Poetry is difficult because we live in difficult times. More difficult than other times? Muriel Rukeyser writes in The Life of Poetry published in 1949, years before people were multitasking with cell phones or American school children were slaughtered in classrooms, “The angry things that have been said about our poetry have also been said about our time. They are both ‘confused,’ ‘chaotic,’ ‘violent,‘obscure.’” Much that is often cited as confusing and chaotic in poetry, the unrhymed lines, the quick jumps and juxtapositions, have been qualities of poetry for hundreds of years.
Poetry is difficult because its concentrated patterns of language and silence create intersections between the visible and invisible worlds. Poetry isn’t journalism or sociology or simply anecdotes. A poem doesn’t have a right answer or mean one thing despite how many teachers have insisted to students that it does. Poetry is difficult because there’s a lot of it out there, some of it not very good, and how do you know where to begin or learn to tell the good from the bad? Poetry is difficult because to write or read it requires time, sometimes patience, often solitude or at the least quiet. People are busy; overworked, underpaid. Some people don’t read anything: novels, the newspaper, the positions of political candidates whose decisions will affect their lives.
South African playwright Athol Fugard once complained that there are so many incredible stories in America and “nobody is telling them.” I don’t take that to mean poets should write more narrative poetry. Poet Jim Moore used to ask his students what books of poetry they would take to the hospital. I ‘ve been to the hospital, where I had a baseball sized brain tumor removed from my skull, and I know what books I took. This is from “If Time is An Engine,” by Eleanor Lerman in The Mystery of Meteors.
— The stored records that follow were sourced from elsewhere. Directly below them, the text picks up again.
PR #234, opened 2020-11-20
Fix errors for logged out users viewing Data

ash3rz:
NOTE: Depends on change from https://github.com/cyverse-de/terrain/pull/180

As discussed in Slack, we're moving towards not hitting the data roots endpoint anymore and having Sonora create the roots for the anonymous user.

Since the QA env is down, I went ahead and tested this directly against prod.

### DIFF
--- a/next.config.js
+++ b/next.config.js
@@ -17,6 +17,7 @@ module.exports = withBundleAnalyzer({
         ANALYSIS_SUPPORT_USER: config.get("analysis.support.user"),
         ANALYSIS_SUPPORT_SOURCE_ID: config.get("analysis.support.source_id"),
         IRODS_HOME_PATH: config.get("irods.home_path"),
+        IRODS_TRASH_PATH: config.get("irods.trash_path"),
         SESSION_POLL_INTERVAL_MS: config.has("sessions.poll_interval_ms")
             ? config.get("sessions.poll_interval_ms")
             : 5000,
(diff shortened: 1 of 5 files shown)


next.config.js
```diff
@@ -17,6 +17,7 @@ module.exports = withBundleAnalyzer({
         ANALYSIS_SUPPORT_USER: config.get("analysis.support.user"),
         ANALYSIS_SUPPORT_SOURCE_ID: config.get("analysis.support.source_id"),
         IRODS_HOME_PATH: config.get("irods.home_path"),
+        IRODS_TRASH_PATH: config.get("irods.trash_path"),
```
ash3rz, line 20: This trash path config value was already made available server side, but I never added it client side, so this includes those changes.

src/serviceFacades/filesystem.js
```diff
@@ -88,10 +89,36 @@ export const getPagedListing = (
...
+                      label: constants.TRASH,
+                  },
+              ],
+              "base-paths": {
+                  user_home_path: `${homePath}/${constants.ANONYMOUS_USER}`,
+                  user_trash_path: `${trashPath}/${constants.ANONYMOUS_USER}`,
+                  base_trash_path: trashPath,
+              },
+          });
 };
```
sri2k1us, line 123: 👍

sri2k1us (approved):
LGTM :shipit: Details still throw an error when accessed as logged out user. Is that something that still needs work ?

psarando (approved):
LGTM :shipit:

ash3rz:
Thanks for the reviews!
And yes - I forgot about details, the `/stats` endpoint.  Those changes will be coming in a terrain PR shortly.

PR #235, opened 2020-11-20
Fix card content overflow and analysis status.

sri2k1us:
- Fix overflowing card content.
- Display analysis status as secondary text. (Long analysis name was truncating analysis status).

### DIFF
--- a/src/components/dashboard/dashboardItem/ItemBase.js
+++ b/src/components/dashboard/dashboardItem/ItemBase.js
@@ -127,8 +127,7 @@ const DashboardItem = ({ item }) => {
                 <Typography
                     color="textSecondary"
                     variant="body2"
-                    component="p"
-                    style={{ overflow: "ellipsis", height: "4.2em" }}
+                    style={{ overflow: "ellipsis", height: "4.0em" }}
                 >
                     {description || t("noDescriptionProvided")}
                 </Typography>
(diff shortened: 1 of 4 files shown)


src/components/dashboard/dashboardItem/ItemBase.js
```diff
@@ -123,46 +124,17 @@ const DashboardItem = ({ item }) => {
                     root: classes.root,
                 }}
             >
-                <Typography color="textSecondary" variant="body2" component="p">
+                <Typography
+                    color="textSecondary"
+                    variant="body2"
+                    component="p"
+                    style={{ overflow: "ellipsis", height: "4.2em" }}
```
ash3rz, line 131: I think this height can be removed.  Otherwise, it looks like the action buttons start to get cramped as the card resizes:
image

ash3rz (approved):
Found a small bug with a `height` style, but otherwise LGTM :shipit:

src/components/dashboard/dashboardItem/ItemBase.js
sri2k1us: Removing height will cause the text to `overflow`. It is required for `ellipsis` to work properly. I have adjusted the `height` and `DESC_MAX_LENGTH` to mitigate this problem. From my testing this happens only at a particular screen size and it should be fixed now.

sri2k1us:
Thanks for the review.

PR #236, opened 2020-11-23
Allow logged out users to view public data details

ash3rz:
NOTE: Requires https://github.com/cyverse-de/terrain/pull/182 to be merged first

Now users should be able to view the data details drawer within Community Data without logging in.  Since we don't have/support public tags, I effectively disabled that feature if no user is logged in and updated the error message to indicate that you need to be signed in to use it.

I also hid the `read`, `write`, and `own` labels in the Permissions panel since those really should only show up for users with `own` permission anyway. Showing `own (0), write (0), and read (0)` without this change was a bit misleading otherwise.

image

image

### DIFF
--- a/src/components/data/details/PermissionsPanel.js
+++ b/src/components/data/details/PermissionsPanel.js
@@ -267,7 +267,7 @@ function PermissionsTabPanel(props) {
             <Typography id={build(baseId, ids.SELF_PERMISSION)}>
                 {t("selfPermission", { permission: selfPermission })}
             </Typography>
-            {fetchResourcePermissionsKey && (
+            {selfPermission === Permissions.OWN && (
                 <List
                     className={classes.permissionsList}
                     id={build(baseId, ids.PERMISSION_LIST)}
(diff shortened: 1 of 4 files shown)


sri2k1us (approved):
LGTM :shipit:

src/components/data/details/PermissionsPanel.js
```diff
@@ -267,7 +267,7 @@ function PermissionsTabPanel(props) {
             <Typography id={build(baseId, ids.SELF_PERMISSION)}>
                 {t("selfPermission", { permission: selfPermission })}
             </Typography>
-            {fetchResourcePermissionsKey && (
+            {selfPermission && selfPermission === Permissions.OWN && (
```
psarando, line 270:
```suggestion
            {selfPermission === Permissions.OWN && (
```
This should already result in `false` if `selfPermission` is falsey.

psarando (approved):
LGTM 👍 

Just had a minor style suggestion.

ash3rz:
Thanks for the reviews!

“The sky is blue by day, blue in the evening/but I know the way of the hidden stars/and I’m still alive, I still know secrets/There is nothing I have left undone/ So my keys are on the table./ You can sell my/ clothes…”
How difficult should poetry become? Is there a tipping point at which a poetry’s difficulty overtakes its ability to be read or received by someone other than the poet?
I think poets should be concerned with those questions.If you are a poet, who do you want to read your poetry? If you are a reader, when was the last time you read a book of poetry? Gave a poem to a child? Copied a poem in your own handwriting? I love remembering what I once heard Mark Doty say: the longer you can stay underwater, the further you can see in the dark.
If you don’t respond to one poem, choose another. The poets are there: Oliver, Dickinson, Howe. Rasmussen, Clifton, Sheck. Transtromer, Sutphen, Farah. Li Ch’ing-Chao, Sayers, Yau. The poets are there, and I believe the readers are too, especially if the rest of us, writers, teachers, editors, parents, and booksellers, help us find each other.